PR #1567, opened 2023-07-12
Drop Ruby 2.7 support

andyw8:
Ruby 2.7 has been EOL since 31 Mar 2023.

### DIFF
--- a/lib/tapioca/sorbet_ext/generic_name_patch.rb
+++ b/lib/tapioca/sorbet_ext/generic_name_patch.rb
@@ -191,19 +191,6 @@ module Tapioca
     sig { returns(T.nilable(String)) }
     def name
       constant_name = super
-
-      # This is a hack to work around modules under anonymous modules not having
-      # names in 2.7: https://bugs.ruby-lang.org/issues/14895
-      #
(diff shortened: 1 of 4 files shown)


lib/tapioca/sorbet_ext/generic_name_patch.rb
```diff
@@ -191,19 +191,6 @@ def initialize(context, type, variance, fixed, lower, upper, bounds_proc)
     sig { returns(T.nilable(String)) }
     def name
       constant_name = super
-
```
andyw8, line 194: Found by grepping for `2.7`.

KaanOzkan (commented):
I believe [gemspec](https://github.com/Shopify/tapioca/blob/50027c9f85f6bbc107dbd093e3c17cae1391d348/tapioca.gemspec#L35) and [rubocop config](https://github.com/Shopify/tapioca/blob/50027c9f85f6bbc107dbd093e3c17cae1391d348/.rubocop.yml#L11) needs to be updated.

paracycle (approved):

Morriar (approved):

========================================================================

● **EXERCISE INSTRUCTIONS**: Copy the data word for word.

● **SOLUTION FOR THIS PROBLEM**:
PR #1567, opened 2023-07-12
Drop Ruby 2.7 support

andyw8:
Ruby 2.7 has been EOL since 31 Mar 2023.

### DIFF
--- a/lib/tapioca/sorbet_ext/generic_name_patch.rb
+++ b/lib/tapioca/sorbet_ext/generic_name_patch.rb
@@ -191,19 +191,6 @@ module Tapioca
     sig { returns(T.nilable(String)) }
     def name
       constant_name = super
-
-      # This is a hack to work around modules under anonymous modules not having
-      # names in 2.7: https://bugs.ruby-lang.org/issues/14895
-      #
(diff shortened: 1 of 4 files shown)


lib/tapioca/sorbet_ext/generic_name_patch.rb
```diff
@@ -191,19 +191,6 @@ def initialize(context, type, variance, fixed, lower, upper, bounds_proc)
     sig { returns(T.nilable(String)) }
     def name
       constant_name = super
-
```
andyw8, line 194: Found by grepping for `2.7`.

KaanOzkan (commented):
I believe [gemspec](https://github.com/Shopify/tapioca/blob/50027c9f85f6bbc107dbd093e3c17cae1391d348/tapioca.gemspec#L35) and [rubocop config](https://github.com/Shopify/tapioca/blob/50027c9f85f6bbc107dbd093e3c17cae1391d348/.rubocop.yml#L11) needs to be updated.

paracycle (approved):

Morriar (approved):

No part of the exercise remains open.